Data for this exercise Start Marker

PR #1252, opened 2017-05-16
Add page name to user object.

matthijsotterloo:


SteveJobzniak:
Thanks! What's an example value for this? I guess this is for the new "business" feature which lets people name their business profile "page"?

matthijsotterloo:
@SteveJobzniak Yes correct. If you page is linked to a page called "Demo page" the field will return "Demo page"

Data for this exercise End Marker
Data for this exercise Start Marker

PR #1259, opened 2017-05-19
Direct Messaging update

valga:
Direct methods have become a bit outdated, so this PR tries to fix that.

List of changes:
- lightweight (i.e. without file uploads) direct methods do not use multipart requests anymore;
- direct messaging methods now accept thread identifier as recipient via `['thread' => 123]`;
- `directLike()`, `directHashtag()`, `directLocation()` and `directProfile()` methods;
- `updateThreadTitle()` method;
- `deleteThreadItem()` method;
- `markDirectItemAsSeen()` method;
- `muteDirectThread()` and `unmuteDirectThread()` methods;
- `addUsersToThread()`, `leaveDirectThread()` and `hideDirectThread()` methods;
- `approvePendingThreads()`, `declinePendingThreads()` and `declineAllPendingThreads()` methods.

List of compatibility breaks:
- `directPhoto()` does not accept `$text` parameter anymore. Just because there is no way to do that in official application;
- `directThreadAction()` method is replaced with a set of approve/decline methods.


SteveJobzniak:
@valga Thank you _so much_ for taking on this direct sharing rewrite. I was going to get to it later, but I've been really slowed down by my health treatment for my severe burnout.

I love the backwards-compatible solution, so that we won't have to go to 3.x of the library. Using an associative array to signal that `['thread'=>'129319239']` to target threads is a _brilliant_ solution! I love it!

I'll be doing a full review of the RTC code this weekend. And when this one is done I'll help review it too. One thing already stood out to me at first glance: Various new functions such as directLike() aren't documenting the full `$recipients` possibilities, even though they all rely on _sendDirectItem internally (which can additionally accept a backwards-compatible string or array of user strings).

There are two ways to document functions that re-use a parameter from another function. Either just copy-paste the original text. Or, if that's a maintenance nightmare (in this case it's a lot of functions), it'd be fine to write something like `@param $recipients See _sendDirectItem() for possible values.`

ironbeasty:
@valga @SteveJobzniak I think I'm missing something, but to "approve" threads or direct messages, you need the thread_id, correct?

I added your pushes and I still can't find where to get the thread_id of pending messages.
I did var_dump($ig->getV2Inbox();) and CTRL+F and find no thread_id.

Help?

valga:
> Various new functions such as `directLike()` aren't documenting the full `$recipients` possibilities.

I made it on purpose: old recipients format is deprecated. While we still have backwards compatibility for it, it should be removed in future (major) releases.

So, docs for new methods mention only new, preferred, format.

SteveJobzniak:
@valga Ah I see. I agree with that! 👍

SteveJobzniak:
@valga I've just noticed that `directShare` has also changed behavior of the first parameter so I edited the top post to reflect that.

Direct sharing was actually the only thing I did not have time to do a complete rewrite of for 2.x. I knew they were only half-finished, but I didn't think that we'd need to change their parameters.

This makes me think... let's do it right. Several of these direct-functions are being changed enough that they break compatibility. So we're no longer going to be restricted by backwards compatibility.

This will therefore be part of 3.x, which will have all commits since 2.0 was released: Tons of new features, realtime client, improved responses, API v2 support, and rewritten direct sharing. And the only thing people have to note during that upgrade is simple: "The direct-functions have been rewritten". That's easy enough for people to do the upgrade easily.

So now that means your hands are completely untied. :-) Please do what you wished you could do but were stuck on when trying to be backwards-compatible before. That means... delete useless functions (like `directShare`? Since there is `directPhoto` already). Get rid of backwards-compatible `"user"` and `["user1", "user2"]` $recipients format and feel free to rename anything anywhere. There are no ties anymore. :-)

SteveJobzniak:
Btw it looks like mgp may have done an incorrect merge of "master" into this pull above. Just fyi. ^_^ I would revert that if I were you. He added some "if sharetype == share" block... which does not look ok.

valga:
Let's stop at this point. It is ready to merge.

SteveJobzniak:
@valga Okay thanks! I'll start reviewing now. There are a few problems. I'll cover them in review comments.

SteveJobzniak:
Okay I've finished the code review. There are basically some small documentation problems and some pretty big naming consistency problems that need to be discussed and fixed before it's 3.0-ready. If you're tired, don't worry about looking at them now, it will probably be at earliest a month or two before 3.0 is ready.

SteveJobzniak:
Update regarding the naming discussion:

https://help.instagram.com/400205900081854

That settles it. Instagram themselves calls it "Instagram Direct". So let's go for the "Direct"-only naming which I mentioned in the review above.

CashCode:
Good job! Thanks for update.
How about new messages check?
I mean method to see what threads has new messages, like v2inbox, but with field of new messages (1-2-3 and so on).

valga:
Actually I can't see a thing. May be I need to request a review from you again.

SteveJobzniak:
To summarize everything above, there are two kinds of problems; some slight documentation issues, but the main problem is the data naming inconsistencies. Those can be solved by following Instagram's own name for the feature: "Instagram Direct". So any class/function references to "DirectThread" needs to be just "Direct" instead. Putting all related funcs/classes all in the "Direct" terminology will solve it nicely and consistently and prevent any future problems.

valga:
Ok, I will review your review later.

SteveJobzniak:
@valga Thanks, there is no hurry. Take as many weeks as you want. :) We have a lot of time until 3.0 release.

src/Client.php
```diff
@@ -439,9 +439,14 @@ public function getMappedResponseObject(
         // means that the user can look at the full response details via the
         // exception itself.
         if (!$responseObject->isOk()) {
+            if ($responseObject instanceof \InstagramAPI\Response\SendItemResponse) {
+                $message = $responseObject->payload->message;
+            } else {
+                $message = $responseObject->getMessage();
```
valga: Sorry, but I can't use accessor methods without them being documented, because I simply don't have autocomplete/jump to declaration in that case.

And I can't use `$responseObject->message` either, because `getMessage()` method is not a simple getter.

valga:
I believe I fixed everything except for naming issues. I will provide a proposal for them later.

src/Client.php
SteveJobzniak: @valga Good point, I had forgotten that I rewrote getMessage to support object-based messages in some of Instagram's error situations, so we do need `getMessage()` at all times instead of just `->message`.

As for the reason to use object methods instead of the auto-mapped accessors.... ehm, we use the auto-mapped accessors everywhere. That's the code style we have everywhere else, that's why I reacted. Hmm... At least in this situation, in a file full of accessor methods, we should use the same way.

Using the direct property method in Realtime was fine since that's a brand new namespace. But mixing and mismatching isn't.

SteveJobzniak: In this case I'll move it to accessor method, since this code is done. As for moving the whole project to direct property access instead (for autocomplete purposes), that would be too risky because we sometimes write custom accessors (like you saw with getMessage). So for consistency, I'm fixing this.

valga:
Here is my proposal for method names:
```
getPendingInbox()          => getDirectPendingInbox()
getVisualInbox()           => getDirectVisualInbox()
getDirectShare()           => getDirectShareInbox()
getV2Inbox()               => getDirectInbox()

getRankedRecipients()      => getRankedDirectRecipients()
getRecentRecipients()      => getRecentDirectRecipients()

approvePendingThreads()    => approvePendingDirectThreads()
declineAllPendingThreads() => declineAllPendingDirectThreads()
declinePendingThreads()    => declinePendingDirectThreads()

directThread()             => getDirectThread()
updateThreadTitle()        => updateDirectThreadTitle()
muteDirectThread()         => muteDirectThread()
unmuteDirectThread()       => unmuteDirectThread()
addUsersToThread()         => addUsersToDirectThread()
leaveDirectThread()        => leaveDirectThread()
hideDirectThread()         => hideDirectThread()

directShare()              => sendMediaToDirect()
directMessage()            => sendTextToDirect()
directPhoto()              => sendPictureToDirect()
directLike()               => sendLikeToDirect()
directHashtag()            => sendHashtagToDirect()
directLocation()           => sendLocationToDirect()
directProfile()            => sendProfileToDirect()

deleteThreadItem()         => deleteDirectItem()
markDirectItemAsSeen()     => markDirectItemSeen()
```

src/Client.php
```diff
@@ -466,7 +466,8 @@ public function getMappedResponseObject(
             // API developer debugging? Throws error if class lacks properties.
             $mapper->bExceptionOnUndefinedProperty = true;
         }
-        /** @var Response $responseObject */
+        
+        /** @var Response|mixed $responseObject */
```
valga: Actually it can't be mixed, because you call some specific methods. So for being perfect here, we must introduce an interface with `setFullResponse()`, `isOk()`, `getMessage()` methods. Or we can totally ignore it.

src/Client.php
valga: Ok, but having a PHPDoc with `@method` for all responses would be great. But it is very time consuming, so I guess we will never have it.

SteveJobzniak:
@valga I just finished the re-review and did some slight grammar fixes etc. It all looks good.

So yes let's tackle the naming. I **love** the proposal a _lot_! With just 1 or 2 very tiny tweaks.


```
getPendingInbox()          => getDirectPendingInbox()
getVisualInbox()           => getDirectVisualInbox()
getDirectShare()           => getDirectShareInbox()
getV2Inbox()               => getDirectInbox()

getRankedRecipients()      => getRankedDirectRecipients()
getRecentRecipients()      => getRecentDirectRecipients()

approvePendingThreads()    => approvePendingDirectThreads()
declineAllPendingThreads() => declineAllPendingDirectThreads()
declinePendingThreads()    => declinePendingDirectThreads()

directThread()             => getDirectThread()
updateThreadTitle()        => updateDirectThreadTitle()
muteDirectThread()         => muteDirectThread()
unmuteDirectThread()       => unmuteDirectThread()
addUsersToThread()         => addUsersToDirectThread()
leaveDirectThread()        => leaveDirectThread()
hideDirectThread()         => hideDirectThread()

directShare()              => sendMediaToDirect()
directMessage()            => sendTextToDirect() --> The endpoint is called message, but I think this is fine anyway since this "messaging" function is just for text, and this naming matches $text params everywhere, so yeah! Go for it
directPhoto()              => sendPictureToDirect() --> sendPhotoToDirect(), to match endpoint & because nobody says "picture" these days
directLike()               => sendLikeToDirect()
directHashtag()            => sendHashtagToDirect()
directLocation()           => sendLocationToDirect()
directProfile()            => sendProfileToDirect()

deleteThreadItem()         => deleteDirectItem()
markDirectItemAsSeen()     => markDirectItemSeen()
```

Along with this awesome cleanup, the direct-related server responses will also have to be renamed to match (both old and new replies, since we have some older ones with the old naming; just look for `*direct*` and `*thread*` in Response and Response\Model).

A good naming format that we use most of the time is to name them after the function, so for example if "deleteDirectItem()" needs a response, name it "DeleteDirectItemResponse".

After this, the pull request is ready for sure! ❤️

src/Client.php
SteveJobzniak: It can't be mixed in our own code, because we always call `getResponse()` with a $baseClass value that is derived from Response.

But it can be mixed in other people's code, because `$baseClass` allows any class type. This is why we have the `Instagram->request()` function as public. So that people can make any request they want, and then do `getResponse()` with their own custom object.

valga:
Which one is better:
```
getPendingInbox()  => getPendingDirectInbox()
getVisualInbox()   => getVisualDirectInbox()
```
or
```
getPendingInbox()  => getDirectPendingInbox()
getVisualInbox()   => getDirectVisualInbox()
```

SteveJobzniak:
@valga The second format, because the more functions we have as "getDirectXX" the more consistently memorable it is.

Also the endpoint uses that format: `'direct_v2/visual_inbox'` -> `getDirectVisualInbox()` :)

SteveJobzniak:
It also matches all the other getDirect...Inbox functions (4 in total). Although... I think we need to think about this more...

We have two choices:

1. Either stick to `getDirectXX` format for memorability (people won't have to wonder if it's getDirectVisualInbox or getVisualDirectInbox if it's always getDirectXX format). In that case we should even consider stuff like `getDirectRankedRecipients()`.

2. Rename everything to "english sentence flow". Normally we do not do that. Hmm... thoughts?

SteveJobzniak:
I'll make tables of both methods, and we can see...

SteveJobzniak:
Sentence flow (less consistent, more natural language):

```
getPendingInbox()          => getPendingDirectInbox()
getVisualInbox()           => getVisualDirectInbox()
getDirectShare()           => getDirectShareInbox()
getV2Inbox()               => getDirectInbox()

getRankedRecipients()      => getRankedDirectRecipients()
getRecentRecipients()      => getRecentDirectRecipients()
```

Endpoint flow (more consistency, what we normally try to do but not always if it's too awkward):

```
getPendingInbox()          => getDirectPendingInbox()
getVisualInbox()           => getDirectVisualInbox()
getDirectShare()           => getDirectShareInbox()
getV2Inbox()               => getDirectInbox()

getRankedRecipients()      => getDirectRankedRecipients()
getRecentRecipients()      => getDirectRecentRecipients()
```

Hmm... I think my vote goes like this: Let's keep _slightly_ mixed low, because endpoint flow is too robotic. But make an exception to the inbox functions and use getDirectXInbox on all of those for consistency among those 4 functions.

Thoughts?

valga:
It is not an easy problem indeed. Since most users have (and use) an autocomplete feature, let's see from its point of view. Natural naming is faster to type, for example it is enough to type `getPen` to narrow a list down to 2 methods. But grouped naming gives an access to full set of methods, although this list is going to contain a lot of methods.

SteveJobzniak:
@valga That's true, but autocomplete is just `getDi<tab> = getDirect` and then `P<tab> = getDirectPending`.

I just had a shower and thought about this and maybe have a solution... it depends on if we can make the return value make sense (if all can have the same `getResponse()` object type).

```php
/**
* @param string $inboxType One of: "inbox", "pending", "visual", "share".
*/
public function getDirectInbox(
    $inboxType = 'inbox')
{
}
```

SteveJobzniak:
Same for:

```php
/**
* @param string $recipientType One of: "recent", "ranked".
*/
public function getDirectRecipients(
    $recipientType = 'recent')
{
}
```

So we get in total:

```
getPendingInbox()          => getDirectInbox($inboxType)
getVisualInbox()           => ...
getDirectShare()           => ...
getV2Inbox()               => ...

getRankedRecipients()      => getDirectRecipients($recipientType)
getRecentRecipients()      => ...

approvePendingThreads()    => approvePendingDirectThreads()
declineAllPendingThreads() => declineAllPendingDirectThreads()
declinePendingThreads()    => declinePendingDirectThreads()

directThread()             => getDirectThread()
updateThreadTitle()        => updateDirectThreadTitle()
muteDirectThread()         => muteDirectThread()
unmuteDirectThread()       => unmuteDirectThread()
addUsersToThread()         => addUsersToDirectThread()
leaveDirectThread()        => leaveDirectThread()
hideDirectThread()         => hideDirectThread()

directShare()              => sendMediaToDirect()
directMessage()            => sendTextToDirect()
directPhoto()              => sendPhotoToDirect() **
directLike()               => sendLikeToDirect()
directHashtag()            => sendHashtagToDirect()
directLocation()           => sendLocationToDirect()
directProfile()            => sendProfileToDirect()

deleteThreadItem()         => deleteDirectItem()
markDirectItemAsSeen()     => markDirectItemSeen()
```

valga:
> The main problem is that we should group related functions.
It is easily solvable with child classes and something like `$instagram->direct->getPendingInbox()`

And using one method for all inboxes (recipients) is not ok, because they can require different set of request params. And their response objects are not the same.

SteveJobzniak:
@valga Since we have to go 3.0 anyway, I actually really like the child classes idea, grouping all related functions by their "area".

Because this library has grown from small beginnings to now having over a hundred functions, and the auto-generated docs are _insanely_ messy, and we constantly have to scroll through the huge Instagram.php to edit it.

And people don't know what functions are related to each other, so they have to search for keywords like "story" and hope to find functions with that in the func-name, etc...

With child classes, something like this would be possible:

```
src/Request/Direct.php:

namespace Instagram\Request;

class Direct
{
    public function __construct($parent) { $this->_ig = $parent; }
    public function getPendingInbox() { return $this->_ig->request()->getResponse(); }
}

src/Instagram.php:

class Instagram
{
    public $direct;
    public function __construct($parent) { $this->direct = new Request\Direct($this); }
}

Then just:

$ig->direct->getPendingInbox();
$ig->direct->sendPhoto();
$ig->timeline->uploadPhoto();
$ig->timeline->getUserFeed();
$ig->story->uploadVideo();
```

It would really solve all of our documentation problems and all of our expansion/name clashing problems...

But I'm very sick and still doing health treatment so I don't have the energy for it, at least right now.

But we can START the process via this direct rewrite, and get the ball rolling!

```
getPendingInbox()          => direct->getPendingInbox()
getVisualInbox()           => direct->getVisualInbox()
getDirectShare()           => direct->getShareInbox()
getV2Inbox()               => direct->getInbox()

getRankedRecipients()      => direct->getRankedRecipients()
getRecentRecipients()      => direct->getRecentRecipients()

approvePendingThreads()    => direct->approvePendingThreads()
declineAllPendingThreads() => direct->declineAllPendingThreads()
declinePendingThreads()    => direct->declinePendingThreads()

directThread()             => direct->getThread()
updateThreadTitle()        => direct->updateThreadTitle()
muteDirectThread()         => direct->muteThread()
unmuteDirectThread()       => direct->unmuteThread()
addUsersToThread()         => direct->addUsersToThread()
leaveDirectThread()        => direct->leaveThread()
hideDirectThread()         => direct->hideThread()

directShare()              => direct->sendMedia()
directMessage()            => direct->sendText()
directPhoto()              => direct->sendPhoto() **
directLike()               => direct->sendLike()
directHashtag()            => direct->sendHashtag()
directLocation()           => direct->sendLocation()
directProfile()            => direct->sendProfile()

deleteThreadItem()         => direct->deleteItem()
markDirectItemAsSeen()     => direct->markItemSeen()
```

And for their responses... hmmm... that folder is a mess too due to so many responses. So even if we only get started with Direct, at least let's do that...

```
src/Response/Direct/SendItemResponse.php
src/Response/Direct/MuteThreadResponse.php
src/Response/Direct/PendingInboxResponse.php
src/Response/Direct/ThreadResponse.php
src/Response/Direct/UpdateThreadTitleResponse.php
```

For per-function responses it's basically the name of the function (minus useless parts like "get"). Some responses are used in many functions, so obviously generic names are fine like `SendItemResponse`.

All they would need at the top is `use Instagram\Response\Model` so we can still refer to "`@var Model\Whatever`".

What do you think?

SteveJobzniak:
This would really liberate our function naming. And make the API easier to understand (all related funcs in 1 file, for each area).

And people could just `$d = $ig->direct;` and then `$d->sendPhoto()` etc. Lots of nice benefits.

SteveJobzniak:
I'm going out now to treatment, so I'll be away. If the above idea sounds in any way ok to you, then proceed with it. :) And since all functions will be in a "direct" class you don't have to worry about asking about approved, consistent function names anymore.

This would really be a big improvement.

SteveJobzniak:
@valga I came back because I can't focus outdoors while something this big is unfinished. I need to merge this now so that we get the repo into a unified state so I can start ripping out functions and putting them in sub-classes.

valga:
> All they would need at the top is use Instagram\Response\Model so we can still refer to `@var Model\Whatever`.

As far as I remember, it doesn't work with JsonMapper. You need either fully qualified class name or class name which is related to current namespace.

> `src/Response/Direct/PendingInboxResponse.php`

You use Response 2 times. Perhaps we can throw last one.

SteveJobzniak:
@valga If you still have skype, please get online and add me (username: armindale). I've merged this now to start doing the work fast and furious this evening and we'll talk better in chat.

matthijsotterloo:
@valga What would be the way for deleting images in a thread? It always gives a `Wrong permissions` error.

Data for this exercise End Marker
Data for this exercise Start Marker

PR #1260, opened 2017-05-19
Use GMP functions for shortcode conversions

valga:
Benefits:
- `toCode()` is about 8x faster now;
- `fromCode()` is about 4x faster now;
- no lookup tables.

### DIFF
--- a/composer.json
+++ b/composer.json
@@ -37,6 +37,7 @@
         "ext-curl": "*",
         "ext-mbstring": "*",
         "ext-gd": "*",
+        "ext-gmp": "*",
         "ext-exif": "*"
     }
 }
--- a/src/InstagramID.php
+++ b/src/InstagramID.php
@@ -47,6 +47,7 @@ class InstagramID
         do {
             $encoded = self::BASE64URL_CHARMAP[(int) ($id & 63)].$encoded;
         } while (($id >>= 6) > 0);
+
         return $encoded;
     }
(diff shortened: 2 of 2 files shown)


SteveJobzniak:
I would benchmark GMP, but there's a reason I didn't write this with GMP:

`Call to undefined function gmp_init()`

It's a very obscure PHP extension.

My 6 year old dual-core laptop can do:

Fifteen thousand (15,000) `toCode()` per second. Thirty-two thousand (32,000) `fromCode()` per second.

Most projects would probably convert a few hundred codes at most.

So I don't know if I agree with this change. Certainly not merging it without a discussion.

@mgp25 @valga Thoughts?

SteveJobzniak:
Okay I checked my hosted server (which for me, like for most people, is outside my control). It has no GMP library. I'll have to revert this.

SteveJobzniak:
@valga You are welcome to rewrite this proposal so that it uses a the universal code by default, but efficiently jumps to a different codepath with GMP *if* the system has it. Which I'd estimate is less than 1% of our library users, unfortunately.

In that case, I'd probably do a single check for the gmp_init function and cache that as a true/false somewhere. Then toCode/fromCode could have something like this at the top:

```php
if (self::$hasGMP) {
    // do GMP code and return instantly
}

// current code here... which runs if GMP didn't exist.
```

Data for this exercise End Marker

- Exercise details -
The response must contain each line above that holds the string "problems".

- Exercise output -
@valga Okay thanks! I'll start reviewing now. There are a few problems. I'll cover them in review comments.
Okay I've finished the code review. There are basically some small documentation problems and some pretty big naming consistency problems that need to be discussed and fixed before it's 3.0-ready. If you're tired, don't worry about looking at them now, it will probably be at earliest a month or two before 3.0 is ready.
To summarize everything above, there are two kinds of problems; some slight documentation issues, but the main problem is the data naming inconsistencies. Those can be solved by following Instagram's own name for the feature: "Instagram Direct". So any class/function references to "DirectThread" needs to be just "Direct" instead. Putting all related funcs/classes all in the "Direct" terminology will solve it nicely and consistently and prevent any future problems.
It would really solve all of our documentation problems and all of our expansion/name clashing problems...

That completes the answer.